Merge Feasibility File and NHANES Data
Purpose
This module provides instruction on how to merge the SAS-formatted datasets from the feasibility and NHANES data files created in the previous module, into a single analytic dataset.
Task: Merge Feasibility Files and NHANES Demographic Datasets
Once you have created the SAS-formatted feasibility and NHANES datasets you will then need to merge them by SEQN. For analytic purposes, subsetting the data is not recommended.
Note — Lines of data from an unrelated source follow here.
Issue #61, opened 2019-03-04
API for choosing clone strategy


aslakknutsen:
* Teleprecence
* Pure deployment
* Squash?

```yaml
spec:
  refs:
    - name: x-deploy
      strategy: telepresence
      args:
        version: 100.2
    - name: y-deploy
      strategy: image
      args:
        image: x/org:latest
```

aslakknutsen:
fixed by https://github.com/Maistra/istio-workspace/pull/235

PR #235, opened 2019-08-29
Ref strategy

aslakknutsen:
Related to #61


pkg/internal/session/session_client_test.go
```diff
@@ -1,6 +1,7 @@
 package session_test
 
 import (
+	"github.com/maistra/istio-workspace/pkg/apis/istio/v1alpha1"
```
golangcibot: dupImport: package is imported 2 times under different aliases on lines 4 and 5 (from `gocritic`)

In this task, both files are sorted, and then merged to create a new SAS dataset. SAS coding examples are included.
Step 1: Run Program
Download, open and run the SAS Medicare program. Note that this is the same program that was downloaded in Module 6. If you have already downloaded the program and altered the LIBNAME statements, you do not need to download it again.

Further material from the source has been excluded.